Unless you have been visiting abroad, say in the Galapagos, you read about or watched Jonathan Gruber, an author of Obamacare. If you have been in the Galapagos, here is a two minute synopsis: Grubergate in Two Minutes from “American Commitment.” Former Speaker of the House, Nancy Pelosi, crowed once that the bill would have to be passed before we knew what was in it. This was not due solely to the closed door machinations and deals, cobbling together a bill meant to be ironed out in joint committee, but frozen, partially done, by the election of Scott Brown. Nor was it due entirely to being over 2,500 pages long and spawning tens of thousands of pages of regulations. The great majority of Americans and American legislators didn’t know what was in it because a.) Obamacare ACA was calculated to obfuscate, and b.) We were “too stupid” to understand it anyway, which was, after all, just as well. As Dr. Gruber clarified to his elite colleagues in academia, “Lack of transparency is a huge political advantage.”

“Speak boastfully no longer, nor let arrogance issue from your mouths.” 1 Samuel 2:3

Obamacare with all its errors in design, the subterfuge in its passage into law and its flawed implementation is a model of progressive mischief, but the ACA is also a metaphor for far more dangerous myopia. Lest we be mistaken, the hubris of the progressive “expert” knows few boundaries. The progressive is willing and able to take us where we ought to go, whether, or perhaps especially, when we do not know enough to want to go there. From their perspective, a stupid and ignorant electorate is best able to be led by those fully prepared to lead them. “Progressive” has become a self-contained oxymoron.

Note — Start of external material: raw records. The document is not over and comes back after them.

PR #6893, opened 2022-10-18
feat(dataform): start generating apiv1beta1

quartzmo:


internal/gapicgen/generator/config.go
```diff
@@ -1773,6 +1773,16 @@ var MicrogenGapicConfigs = []*MicrogenConfig{
...
 		ReleaseLevel: "beta",
 	},
+	{
+		InputDirectoryPath:    "google/cloud/dataform/v1beta1",
+		Pkg:                   "dataform",
+		ImportPath:            "cloud.google.com/go/dataform/apiv1beta1",
+		GRPCServiceConfigPath: "dataform_grpc_service_config.json",
+		ApiServiceConfigPath:  "dataform_v1beta1.yaml",
+		Transports:            []string{"grpc", "rest"},
+		// GA after 2022/11/18
```
noahdietz, line 1783: Nit: I don't think we need to ever GA a Beta API package :)

noahdietz (approved):

internal/gapicgen/generator/config.go
quartzmo: Good catch, thanks!

Issue #6135, opened 2022-06-07
chore(ci): move linting presubmit from kokoro into GitHub Actions


noahdietz:
We should move the Go linting tasks from kokoro into a GitHub Action for easier debugging, speed of execution (and thus quicker feedback), and ease of maintenance.

PR #6901, opened 2022-10-19
chore(ci): move apidiff to GitHub Action

noahdietz:
This moves the `apidiff` checks to GitHub Actions, based on the success we've had with the same thing in go-genproto.

It also removes the `apidiff` check from the kokoro presubmit.

Updates #6135.


.github/workflows/apidiff.yml
```diff
@@ -0,0 +1,83 @@
...
+      if: ${{ failure() && !github.event.pull_request.head.repo.fork }}
+      uses: actions/github-script@v6
+      with:
+        script: |
+          github.rest.issues.addLabels({
+            issue_number: ${{ github.event.number }},
+            owner: context.repo.owner,
+            repo: context.repo.repo,
+            labels: ['breaking change']
+          })
```
codyoss, line 83: nit: newlinee

codyoss (approved):
Thanks!

.github/workflows/apidiff.yml
noahdietz: Done!

PR #6911, opened 2022-10-24
chore(ci): move vet to GitHub Action

### LINKED ISSUE #6135: chore(ci): move linting presubmit from kokoro into GitHub Actions

noahdietz:
Moves the existing `vet.sh` script and execution (presubmit and continuous) to GitHub Actions (execute on Pull Requests and Pushes on `main`).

“The trouble is that we always define ‘forward’ as moving in our direction…but not everyone can, and not everyone should.” A Dancer in the Dust, Thomas H. Cook

Norman Angell wrote “The Great Illusion” in 1909 and was awarded the Nobel Peace Prize for his work in 1933. His premise was that large scale war in modern times was futile because of the complex economic interdependence of all the major nations; the cost even for the winners would be too great. His work particularly influenced English leadership, convincing them that even the “Hun” would not be so foolish. They remained in hope almost to the day German troops invaded Belgium and headed towards Paris. Treaty bound to Belgium, the United Kingdom watched as they were inexorably drawn into the beginning of World War I, the bloodiest war in human history until that time. The infirmity of purpose that encouraged the Kaiser was repeated with Neville Chamberlain’s vacillations twenty five years later prior to World War II. Adolph Hitler read the signs of his enemy’s hopeful delusion and warmed up with Austria and Poland before striding down the ChampsÉlysées. The butchery exceeded its predecessor. And so it goes.

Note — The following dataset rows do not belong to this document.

PR #6912, opened 2022-10-24
chore(ci): fix apidiff handling of empty set

noahdietz:
`apidiff` was silently failing when there were no directories worth diffing. This didn't show up on PR status checks, but shows up in the Action history.


codyoss (approved):
LGTM

PR #6913, opened 2022-10-24
chore(bigtable): update bttest for table deletion

### LINKED ISSUE #6905: bigtable: add deletion protection support in the Bigtable emulator
Deletion protection is a new feature we need to support. Currently the emulator doesn't support it, hence pull/6813 can only pass in when read production environment is used, but not then the emulator is used.

A clear and concise description of what you want to happen. What should the API be? How would you use it?

Add deletion protection support (update table) in the emulator so that the integration test can pass.

**Additional context**

telpirion:
This PR should help to unblock #6813

Fixes #6905


bigtable/bttest/inmem.go
```diff
@@ -197,10 +201,60 @@ func (s *server) DeleteTable(ctx context.Context, req *btapb.DeleteTableRequest)
...
+		return nil, status.Errorf(codes.FailedPrecondition, "table %q is protected from deletion", req.Name)
+	}
 	delete(s.tables, req.Name)
 	return &emptypb.Empty{}, nil
 }
 
+func (s *server) UpdateTable(ctx context.Context, req *btapb.UpdateTableRequest) (*longrunning.Operation, error) {
+	s.mu.Lock()
+	defer s.mu.Unlock()
+	if _, ok := s.tables[req.GetTable().GetName()]; !ok {
```
enocom, line 214:
``` golang
tbl, ok := s.tables[req.GetTable().GetName()]
if !ok { /* ... */
...
```

enocom (approved):
One small Go nit.

kolea2 (approved):

bigtable/bttest/inmem.go
```diff
@@ -225,6 +278,9 @@ func (s *server) ModifyColumnFamilies(ctx context.Context, req *btapb.ModifyColu
 			tbl.counter++
 			tbl.families[mod.Id] = newcf
 		} else if mod.GetDrop() {
+			if tbl.isProtected {
+				return nil, status.Errorf(codes.FailedPrecondition, "table %q is protected from deletion", req.Name)
```
kevinsi4508, line 282: This is not consistent with ours server implementation I believe.

It should be like this:

if tbl.isProtected && request has at least one drop cf
    return FailedPrecondition

// Then start updating column families
for _, mod := range req.Modifications {

bigtable/bttest/inmem.go
```diff
@@ -197,10 +201,59 @@ func (s *server) DeleteTable(ctx context.Context, req *btapb.DeleteTableRequest)
...
 }
 
+func (s *server) UpdateTable(ctx context.Context, req *btapb.UpdateTableRequest) (*longrunning.Operation, error) {
+	s.mu.Lock()
+	defer s.mu.Unlock()
+	tbl, ok := s.tables[req.GetTable().GetName()]
+	if !ok {
+		return nil, status.Errorf(codes.NotFound, "table %q not found", req.GetTable().GetName())
+	}
+	tbl.isProtected = req.GetTable().GetDeletionProtection()
```
kevinsi4508, line 218: We use [update_mask](https://source.corp.google.com/piper///depot/google3/google/bigtable/admin/v2/bigtable_table_admin.proto;bpv=1;bpt=1;l=801?gsn=update_mask&gs=kythe%3A%2F%2Fgoogle3%3Flang%3Dprotobuf%3Fpath%3Dgoogle%2Fbigtable%2Fadmin%2Fv2%2Fbigtable_table_admin.proto%234.9.2.1)

bigtable/bttest/inmem.go
telpirion: Ack. My reading of the protos implies that the two statements are (functionally) equivalent.

The `else if mod.GetDrop()` will evaluate as true if the request has at least one drop. The `if tlb.isProtected`, branch of the next statement thus returns an error if BOTH the conditions are true.

PR #6921, opened 2022-10-25
chore(ci): ignore go.mod and go.sum changes in service dirs

noahdietz:
Discovered in #6918 that changes in "service root" directories, like updating `go.mod` and `go.sum`, where there are no Go files might cause false positives in apidiff. Those changes shouldn't produce an apidiff run.

### DIFF
--- a/.github/workflows/apidiff.yml
+++ b/.github/workflows/apidiff.yml
@@ -18,7 +18,7 @@ jobs:
       id: changed_dirs
       # Ignore changes to the internal and root directories.
       run: |
-        dirs=$(git diff-tree --no-commit-id --name-only --diff-filter=DMR -r ${{ steps.main.outputs.hash }}..HEAD | xargs -r -L1 dirname | uniq | grep -v -e 'internal' -e '\.' | cat)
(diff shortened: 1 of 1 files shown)


.github/workflows/apidiff.yml
```diff
@@ -18,7 +18,7 @@ jobs:
       id: changed_dirs
       # Ignore changes to the internal and root directories.
       run: |
-        dirs=$(git diff-tree --no-commit-id --name-only --diff-filter=DMR -r ${{ steps.main.outputs.hash }}..HEAD | xargs -r -L1 dirname | uniq | grep -v -e 'internal' -e '\.' | cat)
+        dirs=$(git diff-tree --no-commit-id --name-only --diff-filter=DMR -r ${{ steps.main.outputs.hash }}..HEAD | grep -v -e 'go\.[mod|sum]' | xargs -r -L1 dirname | uniq | grep -v -e 'internal' -e '\.' | cat)
```
codyoss, line 21: Will this still work for modules like pubsub or storage that have sources at the module root?

codyoss (approved):

quartzmo (approved):

Issue #6311, opened 2022-07-07
compute/metadata: make its own module


codyoss:
Now that we generate a compute library we should separate out the metadata package into its own module. This will potentially have a nice benefit of lightening our dependency graph once things rely on it. 

Also in the future it would be nice to have a new version of this package/module that is context aware, see #4483. In order to do that though I think we first need to have a stable module to give people time to update should they choose to do so.

liggitt:
excited to get a tagged version of the dependency-free compute/metadata module so we can help consumers thin out their dependency graphs

PR #6940, opened 2022-10-26
chore: carve out compute/metadata module

codyoss:
This commit will be manually tagged
- compute/v1.12.0
- compute/metadata/v0.1.0

Updates: #6311

### DIFF
--- a/compute/metadata/go.mod
+++ b/compute/metadata/go.mod
@@ -1,0 +1,5 @@
+module cloud.google.com/go/compute/metadata
+
+go 1.19
+
+require cloud.google.com/go/compute v1.12.0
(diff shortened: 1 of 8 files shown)


codyoss:
This will require the typical fixup of sums post merge and another release following those.

codyoss:
The failing vet check is expected as it can't compute sums for something that does not exist yet.

noahdietz (approved):

compute/metadata/go.mod
```diff
@@ -0,0 +1,5 @@
+module cloud.google.com/go/compute/metadata
+
+go 1.19
+
+require cloud.google.com/go/compute v1.12.0
```
liggitt, line 5: is the intent to drop this in a subsequent version of compute/metadata?

codyoss: Yes, this is just required to make the transition some and for the modules to resolve. This process of carving out an existing module is documented on the go wiki if your curious: https://github.com/golang/go/wiki/Modules#is-it-possible-to-add-a-module-to-a-multi-module-repository

PR #6945, opened 2022-10-26
fix(datastore): attempt rollback after panic in transaction

### LINKED ISSUE #5969: datastore: rollback when panic occurs in RunInTransaction.
**Is your functional requirement relevant to the issue? Please describe.
Please describe.

We would like to be `rollback` in the unlikely event of a `panic` in a `RunInTransaction`.

**Describe the solution you want**.

We want rollback using `defer` and `recover` for `f(tx)`.

https://github.com/googleapis/google-cloud-go/blob/dd8973b7f72e4b153f7f135e4af8e89c66d3666d/datastore/transaction.go#L173

**Describe alternatives you have considered**.

none

**Additional Context**.

none

telpirion:
Fixes #5969


datastore/transaction.go
```diff
@@ -196,6 +196,17 @@ func (c *Client) RunInTransaction(ctx context.Context, f func(tx *Transaction) e
 	settings := newTransactionSettings(opts)
 	for n := 0; n < settings.attempts; n++ {
 		tx, err := c.newTransaction(ctx, settings)
+
+		// Ensure that any panic has a corresponding rollback
+		defer func(t *Transaction) {
```
codyoss, line 201: This seems likely like fixing a symptom and not the problem. When does this code panic? We should make it so it does not and return an error if needed.

telpirion: This library has a lot of places where it has a `panic()`. Cleaning up all of the panics will be a work item in itself.

telpirion:
Closing for now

For leaders to misunderstand their enemies by trusting optimistic and irresolute illusion kills faith in that leadership as well as the best of the youth under its stewardship.

“In the month of August 1914, there was something looming, inescapable, universal that involved us all. Something in that awful gulf between perfect plans and fallible men that makes one tremble.” Barbara Tuchman, “The Guns of August”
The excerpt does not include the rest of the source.